The Postist group can be understood as one of the biggest outcasts in post-war cultural practices; their chaotic, or rather improvisation-based, work, their spirit of collaboration and performance did not share Francoist modes, but instead, through the search for irrationality, defied the predominant order of values. It was originally conceived by founders Eduardo Chicharro, Carlos Edmundo de Ory and Silvano Sernesi in 1945 as “the last of the -isms”, “the one which goes after the -isms,” clearly a nod to Ramón Gómez de la Serna and his survey of avant-garde movements in his publication Ismos (Isms, 1931).
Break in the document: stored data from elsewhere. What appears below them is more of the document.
PR #477, opened 2018-07-31
provider/postgis: replace Mapnik pixel_width/height and scale_denominator SQL tokens

olt:


ARolek:
@olt I had a few minor changes which I made in PR #503, mainly making the tokens case insensitive so we could stay in alignment with the uppercase tokens already in tegola. Thanks for the PR.

Issue #467, opened 2018-07-19
provider/postgis: Support for sub-queries as "tablename"


olt:
Mapnik only supports table names, but no SELECT statements. Mapnik always adds something like `SELECT geometry FROM ... WHERE ST_Intersects(geometry, !bbox!)` around the table name. Complex queries are supported by wrapping the query in `(...) AS subquery`.

So `(SELECT id, geometry, ST_Area(geometry) as area FROM landuse WHERE ST_Intersects(geometry, !bbox!)) AS sub` is a valid "tablename".

See https://github.com/mapnik/mapnik/wiki/PostGIS

I'd like to either 
- add support for sub-queries in the `tablename` option. Only need to `replaceTokens` before inspecting fields in `genSQL`.
- add support for sub-queries in the `sql` option. Need to inspect the statement to determine if is a `SELECT` or `() AS sub` query and then handle it like a `tablename`.

~~I prefer the first.~~

PR #478, opened 2018-07-31
provider/postgis: support for SQL sub-queries

olt:
Implements #467 and also refactors and extends TestTileFeatures.


ARolek:
@olt I really like this implementation. It's a "clean hack" that is quite effective. I made some minor changes in another branch but overall this is a great approach to adding in subqueries. 👏

ARolek:
The new PR is #507.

In addition to the key pieces in its launch, for instance the 1945 magazines Postismo and Cerbatana, it is worth drawing attention to the artistic components in the group: automatism, seen in Ory’s drawing, abstraction in the works of Nieva, and Nanda Papiri’s Surrealist figuration, with imaginary, fantastical animals, bodiless heads and boundless and infinite forms, related at once to the hidden and the unconscious and the world of children. Undoubtedly, Libro clave para el pájaro en la nieve. Un gran libro de nuestro tiempo (A Key Book for the Bird in Snow. A Major Book of Our Age, 1949), a recent acquisition in the Collection, is one of the most representative works from Postism. A novel by Eduardo Chicharro, it is based on Nieva’s collages and “stimulus-illustrations”, realised in a handwritten notebook with ink drawings, cuttings and notes, and refers to the Dadaist and Surrealist creative practices of collaboration.
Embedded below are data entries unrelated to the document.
PR #116, opened 2016-04-26
FALCON-1623 Implement safemode in Falcon Server

bvellanki:


sowmyaramesh:
I have couple of comments for design doc. Sorry, I should have reviewed it when doc was provided long time. 

1> Can you talk about behavior for safe mode when the authorization is enabled & disabled?
2> Design doc says "Super user can perform update operation only on cluster entities". Shouldn't this be set safemode ON/OFF instead of cluster updates? 
3> Even the admin users/groups should be able to enable/disable safemode and not only super user
4> Doc mentions "Entity operations not allowed are : update, schedule, touch, delete, submit,
submitAndSchedule". Did you miss resume or is it allowed as its not allowed for instances.
5> In section "UI support for safemode" doesn't have the updated list of operations disallowed. Can you please update it?

Again I am sorry for the late review. Thanks!

sowmyaramesh:
I just started reviewing the code, not fully done with it. 
Please add "safemode" in the below code in  DefaultAuthorizationProvider.authorizeResource else it will not work for admin users/groups

```
            if ("admin".equals(resource)) {
                if (!("version".equals(action) || "clearuser".equals(action) || "getuser".equals(action))) {
                    authorizeAdminResource(authenticatedUGI, action);
                }
```

bvellanki:
@sowmyaramesh  : The above suggestion is inaccurate. The code says "allow non-admin users to access version, clearuser and getuser". So we should not add safemode to this code.

sowmyaramesh:
@bvellanki : Where does it say that? If you look at authorizeAdminResource it is what validates if the user has admin privileges. 

I don't think current code works for admin user. Did you test it for admin user not super user case?

bvellanki:
@sowmyaramesh Please look at the code again. 
` if (isSuperUser(authenticatedUGI)) {
                return;
            }`

This part would let a super user perform setsafemode action. In DefaultAuthorizationProvider.authorizeAdminResource you have ` if (adminUsers.contains(authenticatedUser) || isUserInAdminGroups(authenticatedUGI)) {
            return;
        }`

This part allows admin users to perform setsafemode action. Everyone else is denied permission to perform setsafemode action

sowmyaramesh:
@bvellanki : My bad, missed the ! in the if statement

```
if ("admin".equals(resource)) {
                if (!("version".equals(action) || "clearuser".equals(action) || "getuser".equals(action))) {
                    authorizeAdminResource(authenticatedUGI, action);
                }
```

bvellanki:
@sowmyaramesh  : Updated the design document in https://issues.apache.org/jira/browse/FALCON-1623

prism/src/main/java/org/apache/falcon/FalconServer.java
```diff
@@ -88,6 +94,14 @@ public static void main(String[] args) throws Exception {
             appPath = cmd.getOptionValue(APP_PATH);
         }
 
+        String isSafeMode = "false";
+        if (cmd.hasOption(SAFE_MODE)) {
+            isSafeMode = cmd.getOptionValue(SAFE_MODE);
+            validateSafemode(isSafeMode);
+        }
+        LOG.info("Setting system property Safemode to : {}", isSafeMode);
+        System.setProperty(StartupProperties.SAFEMODE_PROPERTY, isSafeMode);
```
vrangan: @bvellanki    I am wondering whether we need a bit stronger mechanism for keeping track of  safemode internally.   For example, if someone adds the java system property to the Java command line, we will be in safe mode.   Wondering whether we can track it by tracking it in a system file - something that is persistent also and enables safemode to survive restarts as a potential enhancement

bvellanki: @vrangan  : As part of design doc, we said that restart will get FalconServer out of safemode. We should only consider persisting the property if we want safemode to survive restarts. If we want to make such a change in design, I request we file it as enhancement Jira. 

StartupProperties are not initialized until after falcon server is started. So if we want to use the command line args for start script to set safemode, the only way to pass that on to server is via System property. Please let me know if you have any other recommendation.

bvellanki:
@sowmyaramesh @vrangan  I updated patch to be able to persist safemode setting between restarts of falcon server. This is done based on your feedback. Please review.

yzheng-hortonworks:
Patch looks good. One general comment: You use a file to persist whether Falcon server is in safe mode or not. For long term use, looks better to have a property file owned by Falcon to persist important runtime properties (could be a separate jira) :)

vrangan:
+1. Thanks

The magazine La Codorniz was irrefutably the most significant satirical publication, and the longest-running, in the dictatorship. Its first edition was published on 8 June 1941, under the direction of Miguel Mihura, and its last in 1978, with the arrival of democracy in Spain. It was able to live through the Franco era by distancing itself from the immediate political context, while its biggest contribution was achieving longevity with absurd, off-the-wall humour clearly rooted in the avant-garde, flourishing in the fight against logic and Francoist social conventions. The presence of Enrique Herreros in this publication was of particular significance: the creator of more than eight hundred covers, thousands of drawings and hundreds of collages, he was responsible for the artistic design and visual style of the magazine. Without ever letting the quest for humour slip, Herreros developed eclectically artistic and Expressionist work distinguished by the legacy of Francisco de Goya and José Gutiérrez Solana in its subtle combination with 1920s and 1930s avant-garde art, both from Spain (from Ramón Gómez de la Serna to Josep Renau) and abroad (Max Ernst). This modern, avant-garde trajectory was most notably present in the covers-collages designed for La Codorniz, and a selection of original dummies on view in the gallery has been made possible by a bequest from the Enrique Herreros Foundation.